■ **Brief**: Copy exactly the lines of the data below that run from the line holding "petejohanson: It would" through the line holding "broken, remove it", both ends included.

[Data extracted from a collection]
PR #3125, opened 2025-12-02
chore(tests): Write test builds to logfile

nmunnich:
* tempfile necessary because running build command makes directory pristine, interfering with the build log being written.
* build.log should be picked up by the test job artifact export step

### DIFF
--- a/app/run-test.sh
+++ b/app/run-test.sh
@@ -8,7 +8,6 @@
 #  ZMK_SRC_DIR:             Path to zmk/app (default is ./)
 #  ZMK_BUILD_DIR:           Path to build directory (default is $ZMK_SRC_DIR/build)
 #  ZMK_EXTRA_MODULES:       Path to at most one module (in addition to any in west.yml)
-#  ZMK_TESTS_VERBOSE:       Be more verbose
 #  ZMK_TESTS_AUTO_ACCEPT:   Replace snapshot files with new key events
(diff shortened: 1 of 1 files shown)


app/run-test.sh
```diff
@@ -42,13 +41,12 @@ build_cmd="west build ${ZMK_SRC_DIR:+-s $ZMK_SRC_DIR} -d ${ZMK_BUILD_DIR}/tests/
...
-fi
+build_log_tmp="${ZMK_BUILD_DIR}/tmp/$testcase/build.log"
+build_log="${ZMK_BUILD_DIR}/tests/$testcase/build.log"
+mkdir -p $(dirname $build_log_tmp)
+$build_cmd >"$build_log_tmp" 2>&1
+mv "$build_log_tmp" "$build_log"
+rmdir -p $(dirname $build_log_tmp) 2>/dev/null || true
 
 if [ $? -gt 0 ]; then
     echo "FAILED: $testcase did not build" | tee -a ${ZMK_BUILD_DIR}/tests/pass-fail.log
```
petejohanson: It would be nice to point callers to the location of the build log when this happens, so they can easily dig into what happened, e.g.:

```suggestion
    echo "FAILED: $testcase did not build (see ${build_log})" | tee -a ${ZMK_BUILD_DIR}/tests/pass-fail.log
```

nmunnich: Good idea, made that change.

PR #3129, opened 2025-12-07
feat(behaviors): Update hold-tap to be affected by sensors

nickconway:
Reopen of #1368. Allows a sensor to affect a hold-tap's decision the same way a key press would.


nmunnich:
Could you add some tests to go along with this?

PR #3136, opened 2025-12-13
docs: Switch to CLI for setup

nmunnich:
* setup script is broken, remove it
* docs is a merger of old and experimental cli pages

I think I removed the old setup script in its entirety, but I'm not 100% sure.


nmunnich:
Joel has a WIP coming up soon, so this isn't needed.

■ **The completed task**:
petejohanson: It would be nice to point callers to the location of the build log when this happens, so they can easily dig into what happened, e.g.:

```suggestion
    echo "FAILED: $testcase did not build (see ${build_log})" | tee -a ${ZMK_BUILD_DIR}/tests/pass-fail.log
```

nmunnich: Good idea, made that change.

PR #3129, opened 2025-12-07
feat(behaviors): Update hold-tap to be affected by sensors

nickconway:
Reopen of #1368. Allows a sensor to affect a hold-tap's decision the same way a key press would.


nmunnich:
Could you add some tests to go along with this?

PR #3136, opened 2025-12-13
docs: Switch to CLI for setup

nmunnich:
* setup script is broken, remove it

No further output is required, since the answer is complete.